From the Guidelines
Thyroid stimulating immunoglobulins (TSIs) should be tested for in patients with suspected Graves' disease, as they are the primary cause of this condition, and their presence can help diagnose and monitor disease activity 1. When evaluating patients with thyrotoxicosis, it is essential to distinguish between thyroiditis and Graves' disease, as the treatment approaches differ. Thyroiditis is often self-limiting and may lead to permanent hypothyroidism, whereas Graves' disease requires specific treatment to manage the condition. Some key points to consider when evaluating TSIs include:
- TSIs mimic the action of TSH, causing excessive thyroid hormone production 1
- Testing for TSIs is valuable for diagnosing Graves' disease, particularly in patients with hyperthyroid symptoms, goiter, or eye abnormalities 1
- TSI levels can help monitor disease activity and predict relapse after treatment 1
- Normal individuals do not have detectable TSIs, so their presence is diagnostically significant 1
- Treatment for conditions involving TSIs typically includes anti-thyroid medications, radioactive iodine therapy, or thyroidectomy 1
- Teprotumumab, a human monoclonal antibody inhibitor of IGF-IR, has been shown to attenuate the actions of IGF-I, thyrotropin, thyroid-stimulating immunoglobulins, and immunoglobulins in patients with Graves’ disease, reducing proptosis and the clinical activity score of disease in many with active disease 1
From the Research
Thyroid Stimulating Immunoglobulins
- Thyroid stimulating immunoglobulins are antibodies that stimulate the thyroid gland, leading to hyperthyroidism in patients with Graves' disease 2.
- The presence of these immunoglobulins is well established, and their causative role in hyperthyroidism is widely recognized 2.

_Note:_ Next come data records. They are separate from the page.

PR #4524, opened 2021-09-12
stm32*7/stm32_serial.c: Don't fake a TX interrupt when interrupts are not suppressed

Ouss4:
## Summary
Don't fake a TX interrupt when interrupts are not suppressed. We have already enabled interrupts, we can just wait for the next TX interrupt.
## Impact
STM32*7 serial driver.
## Testing
see https://github.com/apache/incubator-nuttx/pull/4437

### DIFF
--- a/arch/arm/src/stm32f7/stm32_serial.c
+++ b/arch/arm/src/stm32f7/stm32_serial.c
@@ -3336,6 +3336,7 @@ static void up_txint(struct uart_dev_s *dev, bool enable)
 
       up_restoreusartint(priv, ie);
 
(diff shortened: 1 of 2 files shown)


Ouss4:
@davids5 this is for H7 and F7.  I didn't do a mass search/replace as I can't test all the other boards.  For instance it seems @masayuki2009 had issues with Spresense board (https://github.com/apache/incubator-nuttx/pull/4403#issuecomment-906920149).

xiaoxiang781216 (approved):

PR #4530, opened 2021-09-13
drivers/mmcsd: Add RPMB ioctl

xiaoxiang781216:
## Summary
The similar ioctl exist on Linux mmc subsystem:
https://git.kernel.org/pub/scm/linux/kernel/git/cjb/mmc-utils-old.git/tree/mmc_cmds.c#n1862

## Impact
New IOCTL for RPMB

### DIFF
--- a/include/nuttx/mmcsd.h
+++ b/include/nuttx/mmcsd.h
@@ -27,6 +27,47 @@
 
 #include <nuttx/config.h>
 
+#include <stdint.h>
+#include <nuttx/fs/ioctl.h>
+
+/****************************************************************************
+ * Pre-processor Definitions
+ ****************************************************************************/
+
+/* mmcsd ioctl */
+
+#define MMC_RPMB_TRANSFER       _MMCSDIOC(0x0000)
+
+/* rpmb request */
+
+#define MMC_RPMB_WRITE_KEY      0x01
+#define MMC_RPMB_READ_CNT       0x02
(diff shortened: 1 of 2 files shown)


xiaoxiang781216:
@Ouss4 and @gustavonihei could you help review this simple PR?

include/nuttx/mmcsd.h
```diff
@@ -27,6 +27,47 @@
...
+  uint32_t write_counter;
+  uint16_t addr;
+  uint16_t block_count;
+  uint16_t result;
+  uint16_t req_resp;
+};
+
+struct mmc_rpmb_transfer_s
+{
+  unsigned int num_of_frames;
```
gustavonihei, line 67:
```suggestion
  uint32_t num_of_frames;
```
Wouldn't it be more appropriate here to use a fixed-width type?

xiaoxiang781216: the first struct mmc_rpmb_frame_s is defined by emmc spec, and shared by host driver and emmc firmware, so the fixed- width is required here. On the other hand, mmc_rpmb_transfer_s is shared by nuttx driver and user program, so it's free to use the unfixed-width type because both side always compile with the same compiler and option.
BTW, the same struct is defined by Linux too.

gustavonihei: Thanks for the clarification!

gustavonihei (approved):

PR #4534, opened 2021-09-14
STM32L4 LPUART support

juniskane:
## Summary
This PR adds basic support to LPUART peripheral to STM32L4 architecture. This is experimental and not used in real products so far. Tested only on STM32L4+ and with very few settings (both with and without RXDMA, input and output flowcontrol)

Code is mostly copied from STM32L5 arch. Device numbering in data structures comes from there.

Baud rate setting is as separate commit in case it needs to be ported to some other STM32 subarch.

## Impact
New feature

## Testing
Tested only on custom board with STM32L4R5AI MCU.


davids5 (commented):
Perhaps CONSOLE_UART should be named CONSOLE_UART_INDEX as it is not the UxART number

juniskane:
Re CONSOLE_UART_INDEX: perhaps, but that is future refactoring/cleanup as all STM32 archs use CONSOLE_UART name currently. We chose same indexing as STM32L5 to reduce confusion when comparing the serial driver source files between STM32L4 and L5.

PR #4541, opened 2021-09-14
S32K1XX EVB boards cleanup & update

jarivanewijk:
## Summary

Update to the S32K1XX EVB boards. This cleans up some old stuff and tries to bring support for all EVB boards to an equal level. This does not really contain any major new features.

## Impact

Affects the S32K118EVB/S32K144EVB/S32K146EVB/S32K148EVB boards. Everything that was working before with the default NSH configuration should still work just fine after this cleanup/update.

## Testing

All basic NSH configs build just fine. I was only able to test with an actual S32K144EVB, because I currently don't have access to the other boards. However, most of these configurations have never been thoroughly tested and I believe the NXP Mobile Robotics team is currently the only active user/contributor for S32K1 and the EVB boards. There are some exceptions, but in general all these board (and their MCUs) are very similar, so if any issues remain they will most likely be minor.


boards/arm/s32k1xx/s32k146evb/src/s32k1xx_spi.c
```diff
@@ -146,13 +186,15 @@ uint8_t s32k1xx_lpspi0status(FAR struct spi_dev_s *dev, uint32_t devid)
...
+/* LPSPI1 *******************************************************************/
 
 #ifdef CONFIG_S32K1XX_LPSPI1
-void s32k1xx_lpspi1select(FAR struct spi_dev_s *dev,
-                        uint32_t devid, bool selected)
+void s32k1xx_lpspi1select(FAR struct spi_dev_s *dev, uint32_t devid,
+                          bool selected)
 {
-  spiinfo("devid: %d CS: %s\n", (int)devid,
+  spiinfo("devid: %d, CS: %s\n", (int) devid,
```
davids5, line 197: This and any sized types should use inttypes and the PRId32

davids5 (changes requested):
@jarivanewijk - this looks good except for as noted

boards/arm/s32k1xx/s32k146evb/src/s32k1xx_spi.c
jarivanewijk: Thanks for reviewing, @davids5! I am not sure though what change you are requesting. Looks like many boards use the exact same code? Do you have any example of what this should look like instead?

davids5: Have a look at https://github.com/apache/incubator-nuttx/blob/c55085c0d8864c9401de97872ab3463d474f262c/boards/arm/stm32l4/nucleo-l452re/src/stm32_adc.c#L233

It is used for sized types.

jarivanewijk: I think I got it. Should be changed now.

davids5 (approved):

xiaoxiang781216 (approved):

PR #4550, opened 2021-09-15
ESP32C3 PWM Driver fix && LCD Drivers

PeterBee97:
## Summary
Fix PWM Driver bug
Ported ST7735, ST7789 and GC9A01 drivers to ESP32C3 platform
## Impact
PWM Timer0 6channel output working, but other timers still do not
## Testing
LCD driver works on 1.54" 240x240 ST7789 LCD module, 0.96" 80x160 ST7735S LCD module and 240x240 GC9A01 round display

### DIFF
--- a/arch/risc-v/src/esp32c3/Kconfig
+++ b/arch/risc-v/src/esp32c3/Kconfig
@@ -207,6 +207,7 @@ config ESP32C3_LEDC
 	bool "LEDC (PWM)"
 	default n
 	select PWM
+	select ARCH_HAVE_PWM_MULTICHAN
 
 config ESP32C3_GPIO_IRQ
 	bool "GPIO pin interrupts"
--- a/arch/risc-v/src/esp32c3/Kconfig
+++ b/arch/risc-v/src/esp32c3/Kconfig
@@ -262,6 +262,29 @@ config ESP32C3_SPIFLASH
 	select MTD_BYTE_WRITE
 	select MTD_PARTITION
 
+config ESP32C3_SPI_LCD
+	bool "Generic SPI LCD Module"
+	default n
+	select ESP32C3_SPI2
+	select SPI_CMDDATA
+	select ESP32C3_SPI_SWCS
+	select SPI_SWAPBYTES
+
+if ESP32C3_SPI_LCD
+
+config SPI_SWAPBYTES
+	bool "Swap high and low bytes during 16bit SPI send"
+
+config ESP32C3_LCD_RSTPIN
+	int "LCD reset pin"
+	default 9
+
+config ESP32C3_LCD_BLPIN
+	int "LCD backlight pin"
+	default 18
+
+endif # ESP32C3_SPI_LCD
+
 config ESP32C3_SPI2
 	bool "SPI 2"
 	default n
--- a/arch/risc-v/src/esp32c3/esp32c3_spi.c
+++ b/arch/risc-v/src/esp32c3/esp32c3_spi.c
@@ -849,6 +849,13 @@ static uint32_t esp32c3_spi_poll_send(FAR struct esp32c3_spi_priv_s *priv,
 {
   uint32_t val;
 
+#ifdef CONFIG_SPI_SWAPBYTES
+  if (priv->nbits == 16)
+    {
+      wd = __builtin_bswap16(wd);
+    }
+#endif
+
   putreg32((priv->nbits - 1), SPI_MS_DLEN_REG);
 
   putreg32(wd, SPI_W0_REG);
@@ -952,7 +959,6 @@ static void esp32c3_spi_poll_exchange(FAR struct esp32c3_spi_priv_s *priv,
           if (tp != NULL)
             {
               memcpy(&w_wd, tp, sizeof(uint32_t));
-
               tp += sizeof(uintptr_t);
             }
 
--- a/boards/risc-v/esp32c3/esp32c3-devkit/src/esp32c3_bringup.c
+++ b/boards/risc-v/esp32c3/esp32c3-devkit/src/esp32c3_bringup.c
@@ -46,6 +46,15 @@
 #  include "esp32c3_spi.h"
 #endif
 
+#ifdef CONFIG_LCD_DEV
+#  include <nuttx/board.h>
+#  include <nuttx/lcd/lcd_dev.h>
+#endif
+
+#ifdef CONFIG_VIDEO_FB
+#  include <nuttx/video/fb.h>
+#endif
+
 #ifdef CONFIG_ESP32C3_RT_TIMER
 #  include "esp32c3_rt_timer.h"
 #endif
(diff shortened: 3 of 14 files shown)


xiaoxiang781216:
@PeterBee97 please fix the style warning.

arch/risc-v/src/esp32c3/Kconfig
```diff
@@ -261,6 +262,29 @@ config ESP32C3_SPIFLASH
...
+	default n
+	select ESP32C3_SPI2
+	select SPI_CMDDATA
+	select ESP32C3_SPI_SWCS
+	select SPI_SWAPBYTES
+
+if ESP32C3_SPI_LCD
+
+config SPI_SWAPBYTES
+	bool
```
saramonteiro, line 276: Please, add a prompt message to this config.

arch/risc-v/src/esp32c3/esp32c3_spi.c
```diff
@@ -849,6 +849,9 @@ static uint32_t esp32c3_spi_poll_send(FAR struct esp32c3_spi_priv_s *priv,
 {
   uint32_t val;
 
+#ifdef CONFIG_SPI_SWAPBYTES
+  if (priv->nbits == 16) wd = __builtin_bswap16(wd);
```
saramonteiro, line 853: It's against the NuttX Coding standard
Please see here the alternatives:
https://nuttx.apache.org/docs/latest/contributing/coding_style.html?highlight=coding%20style#if-then-else-statement

boards/risc-v/esp32c3/esp32c3-devkit/src/esp32c3_bringup.c
```diff
@@ -189,6 +198,28 @@ int esp32c3_bringup(void)
     }
 #endif
 
+#ifdef CONFIG_VIDEO_FB
+  ret = fb_register(0, 0);
+  if (ret < 0)
+    {
+      _err("ERROR: Failed to initialize Frame Buffer Driver.\n");
```
saramonteiro, line 205:
```suggestion
      syslog(LOG_ERR, "ERROR: Failed to initialize Frame Buffer Driver.\n");
```

arch/risc-v/src/esp32c3/Kconfig
PeterBee97: I encountered this issue when sending SPI commands with NuttX ST7789 drivers, which is sending 16 bits cmd code. Actually 8-bit sending is enough, but sending 16-bit cmd requires a byte swap on ESP32C3. So is this really necessary, or should I just change the drivers to send 8bit cmd instead? And the display data bytes are inverted as well, but that requires swapping from source in order to use DMA.

arch/risc-v/src/esp32c3/Kconfig
```diff
@@ -261,6 +262,29 @@ config ESP32C3_SPIFLASH
...
+	default n
+	select ESP32C3_SPI2
+	select SPI_CMDDATA
+	select ESP32C3_SPI_SWCS
+	select SPI_SWAPBYTES
+
+if ESP32C3_SPI_LCD
+
+config SPI_SWAPBYTES
+	bool "Swap high and low bytes during 16bit SPI send"
```
gustavonihei, line 276: Shouldn't this swapping be performed at application-level?
See that LVGL has an option for this:

https://github.com/apache/incubator-nuttx-apps/blob/master/graphics/lvgl/Kconfig#L119-L122

arch/risc-v/src/esp32c3/Kconfig
```diff
@@ -261,6 +262,29 @@ config ESP32C3_SPIFLASH
 	select MTD_BYTE_WRITE
 	select MTD_PARTITION
 
+config ESP32C3_SPI_LCD
+	bool "Generic SPI LCD Module"
+	default n
+	select ESP32C3_SPI2
+	select SPI_CMDDATA
+	select ESP32C3_SPI_SWCS
+	select SPI_SWAPBYTES
```
gustavonihei, line 271: I believe there is no need to create this `Generic SPI LCD Module` entry in Kconfig.
I understand that this is just a `shortcut` to selecting each individual config.
And by the way, I think that defaulting to `ESP32C3_SPI_SWCS` breaks the "generic" qualifier for this `ESP32C3_SPI_LCD` config, since one may want to not use the CS via software.

gustavonihei:
This PR could be broken down into at least 3 smaller and self-contained PRs:
1) New display drivers
2) ESP32-C3 support for the new display drivers
3) ESP32-C3 PWM fixes

Just by reading the PR title and description, I would never know that **1** is also included in this PR.
One **1** is, IMHO, the most relevant contribution to the project.

I suggest that at least open a new PR with the new display drivers, so that this new contribution does not go unnoticed by the others.

arch/risc-v/src/esp32c3/Kconfig
saramonteiro: One suggestion in case you remove created this config as a shortcut:
you can create a defconfig under `nuttx/boards/risc-v/esp32c3/esp32c3-devkit/configs`

arch/risc-v/src/esp32c3/Kconfig
PeterBee97: Yes you're right, that is being used for correct display data. This config here is for swapping the bytes of command data, which is not really necessary if the command data was sent as 8-bit in the first place. So I'm a little confused here as whether to add swapping to the SPI driver or just change the drivers to 8bit SPI. (I believed someone use 16bit for a reason?)

PeterBee97:
> This PR could be broken down into at least 3 smaller PRs:
> 
> 1. New display drivers
> 2. ESP32-C3 support for the new display drivers (depends on **1**)
> 3. ESP32-C3 PWM fixes
> 
> Just by reading the PR title and description, I would never know that **1** is also included in this PR.
> One **1** is, IMHO, the most relevant contribution to the project in this PR.
> 
> I suggest that at least open a new PR with the new display drivers, so that this new contribution does not go unnoticed by the others.

Thanks for the suggestion, I will split it in separate PRs.

arch/risc-v/src/esp32c3/Kconfig
gustavonihei: > Yes you're right, that is being used for correct display data. This config here is for swapping the bytes of command data, which is not really necessary if the command data was sent as 8-bit in the first place.

Agree. The SPI display drivers are responsible for configuring the SPI width before sending command and data.

> So I'm a little confused here as whether to add swapping to the SPI driver or just change the drivers to 8bit SPI. (I believed someone use 16bit for a reason?)

Sorry, I couldn't follow. But if there is any command being erroneously sent as 16-bit, it should be fixed at the peripheral driver. And the if the data needs to be swapped, the application should be the one responsible for it.

The SPI controller driver shouldn't have this kind of knowledge.

PR #4553, opened 2021-09-16
risc-v/esp32c3: fix pwm driver bug

PeterBee97:
wrong offset sign and pwm multichan bug

## Impact
Timer0 6 channel output works now, but other timers still do not.


acassis:
The macOS is failing for all PRs, I will ignore it and merge your PR

PR #4554, opened 2021-09-16
drivers/lcd: Add GC9A01 driver and refine ST7735

PeterBee97:
Added custom resolution, offset and BGR mode for ST7735 driver
Added GC9A01 driver (based on ST7789 driver)

## Testing
Tested on ESP32C3


acassis:
Ignoring the macOS failing...

PR #4556, opened 2021-09-16
xtensa:backtrace: flush to stack when in interrupt

zhuyanlinzyl:
The registers may be in window when in interrupt.
Flush window stack to stack first.
And fix warning in build.

Change-Id: I45f3a8e6aa4f8baa1d54871a02bd6defc8915144

## Impact
No
## Testing
Test with  xtensa interrupt

### DIFF
--- a/arch/xtensa/src/common/xtensa_backtrace.c
+++ b/arch/xtensa/src/common/xtensa_backtrace.c
@@ -37,7 +37,7 @@
 
 /* Convert return address to a valid pc  */
 
-#define MAKE_PC_FROM_RA(ra)    ((ra) & 0x3fffffff)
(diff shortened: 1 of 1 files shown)


arch/xtensa/src/common/xtensa_backtrace.c
```diff
@@ -219,6 +225,8 @@ int up_backtrace(FAR struct tcb_s *tcb, FAR void **buffer, int size)
     {
       if (up_interrupt_context())
         {
+          xtensa_window_spill();
```
xiaoxiang781216, line 228: move after line 236

xiaoxiang781216 (approved):

xiaoxiang781216:
Let's ignore the false macOS CI failing.

PR #4558, opened 2021-09-16
[ESP32][ESP32-C3] Reduce the 10 second semaphore timeout on I2C

gustavonihei:
## Summary
This PR intends to reduce the 10 seconds semaphore timeout on the I2C drivers of ESP32 and ESP32-C3.

## Impact
ESP32 and ESP32-C3 configs using the I2C controller.

## Testing
`esp32-wrover-kit:lcd1602`

### DIFF
--- a/arch/risc-v/src/esp32c3/esp32c3_i2c.c
+++ b/arch/risc-v/src/esp32c3/esp32c3_i2c.c
@@ -799,8 +799,18 @@ static int esp32c3_i2c_sem_waitdone(struct esp32c3_i2c_priv_s *priv)
 
   clock_gettime(CLOCK_REALTIME, &abstime);
 
-  abstime.tv_sec += 10;
-  abstime.tv_nsec += 0;
+#if CONFIG_ESP32C3_I2CTIMEOSEC > 0
+  abstime.tv_sec += CONFIG_ESP32C3_I2CTIMEOSEC;
+#endif
+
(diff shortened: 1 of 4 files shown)


arch/risc-v/src/esp32c3/esp32c3_i2c.c
```diff
@@ -799,8 +799,18 @@ static int esp32c3_i2c_sem_waitdone(struct esp32c3_i2c_priv_s *priv)
...
+#endif
+
+#if CONFIG_ESP32C3_I2CTIMEOMS > 0
+  abstime.tv_nsec += CONFIG_ESP32C3_I2CTIMEOMS * 1000 * 1000;
+  if (abstime.tv_nsec >= 1000 * 1000 * 1000)
+    {
+      abstime.tv_sec++;
+      abstime.tv_nsec -= 1000 * 1000 * 1000;
+    }
+#endif
```
saramonteiro, line 813: @gustavonihei one suggestion here:
Replace 1000 * 1000 by `NSEC_PER_MSEC`
and 1000 * 1000 * 1000 by `NSEC_PER_SEC`
See these macros at `nuttx/include/nuttx/clock.h`

gustavonihei: Nice suggestion, fixed! Thanks!

saramonteiro (approved):

PR #4559, opened 2021-09-16
build.yml: Add "GlobalSign Root CA - R3" to trusted Root CAs for macOS CI runners

gustavonihei:
## Summary
This PR intends to add "GlobalSign Root CA - R3" to the list of trusted CAs on the macOS CI runners.

This is needed for enabling secure download from `developer.arm.com` servers.

## Impact
Fix CI issue on macOS runners during the download of GNU Arm Toolchains:
image

## Testing
CI pass.


gustavonihei:
This PR is no longer needed.
It seems the certificate chain at server side (`developer.arm.com` ) has been once again updated and the issue is now solved.

PR #813, opened 2026-07-23
default-applications: find apps missing from mimeinfo.cache

### LINKED ISSUE #150: Can't set default application from ~/.local/share/applications
Hello

With mate-default-applications-properties (1.8.3+dfsg1-1):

- The use of human specific stimulation assays has helped to identify patients with thyroid stimulating immunoglobulins, even if they are negative for long-acting-thyroid-stimulator (LATS) 2.
Diagnosis and Management of Graves' Disease
- Thyroid stimulating immunoglobulins (TSI) and TSH-receptor antibodies (TRAb) are both used in the diagnosis and management of Graves' disease 3.
- TSI is a relatively new method for assessing TSH-receptor antibodies function, and it has been shown to be correlated with TRAb in patients with Graves' disease 3.
- The levels of TSI and TRAb can be used to predict the risk of relapse in patients with Graves' disease, with higher levels indicating a higher risk of relapse 3, 4.
Prognostic Value of Thyroid Stimulating Immunoglobulins
- Thyroid stimulating immunoglobulins have been shown to be a good predictor of relapse in patients with Graves' disease treated with anti-thyroid drugs 4.
- The odds ratio of positive thyroid stimulating immunoglobulins for the risk of relapse was 33.271, indicating a strong association between the two 4.
- It has been suggested that it may be safer to discontinue anti-thyroid drugs when thyroid stimulating immunoglobulins and thyroid receptor antibody are both negative 4.
Treatment of Graves' Disease
- High doses of antithyroid drugs, such as methimazole, can decrease the levels of thyroid stimulating antibodies and antithyroid microsomal antibodies in patients with Graves' disease 5.
- Hypothyroidism during antithyroid drug treatment with methimazole has been shown to be a favorable prognostic indicator in patients with Graves' disease, with a higher percentage of patients in remission at 6,12, and 24 months after discontinuation of treatment 6.